Repository files navigation

FIB-ADEI-LAB

Laboratori d'ADEI de la FIB

Deliveables

1st deliverable - Data Processing, Description, Validation and Profiling

  • Due Date October 18th, 2020 at 23:55

Things to deliever

  • PDF Your assignment report is limited to 40 pages (an annex can be additionally included in the same document) and should be posted as a .pdf. PDF file name should be ClaudiaSanchez-JúliaGasull-Del1.pdf
  • Script/Rmarkdown and data RScript/R Markdown has to be posted in ATENEA in the Task to Post Delivery I zip file for Script/Rmarkdown and data.

Outline of Deliverable I

Univariate Descriptive Analysis (to be included for each variable):

  • Original numeric variables corresponding to qualitative concepts have to be converted to factors. New factors grouping original levels will be considered very positively.
  • Original numeric variables corresponding to real quantitative concepts are kept as numeric but additional factors should also be created as a discretization of each numeric variable.
  • Exploratory Data Analysis for each variables (numeric summary and graphic support).

Data Quality Report:

  • Per variable, count:

    • Number of missing values
    • Number of errors (including inconsistencies)
    • Number of outliers
    • Rank variables according the sum of missing values (and errors).
  • Per individuals, count:

    • number of missing values
    • number of errors,
    • number of outliers
  • Create variable adding the total number missing values, outliers and errors.

  • Describe these variables, to which other variables exist higher associations.

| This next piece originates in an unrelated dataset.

PR #288, opened 2023-11-25
Switch to MailKit for SMTP

### LINKED ISSUE #287: Migrate to MailKit for SMTP
`SmtpClient`, the method our implementation is currently using has apparently been [deprecated](https://github.com/dotnet/platform-compat/blob/master/docs/DE0005.md) and feature-locked for the last 5 years. In .NET 8, it seems to have broken.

    • Compute the correlation with all other variables. Rank these variables according the correlation
    • Compute for every group of individuals (group of age, etc, …) the mean of missing/outliers/errors values. Rank the groups according the computed mean.

Imputation:

  • Numeric Variables
  • Factors

Profiling:

  • Numeric Target (Total Amount)
  • Factor (Y.bin - Given Tip?)

Identify individuals considered as multivariant outliers

R Markdown script should be included in the .zip file to be posted. A report (pdf file) has to describe decisions, procedures, criteria, etc.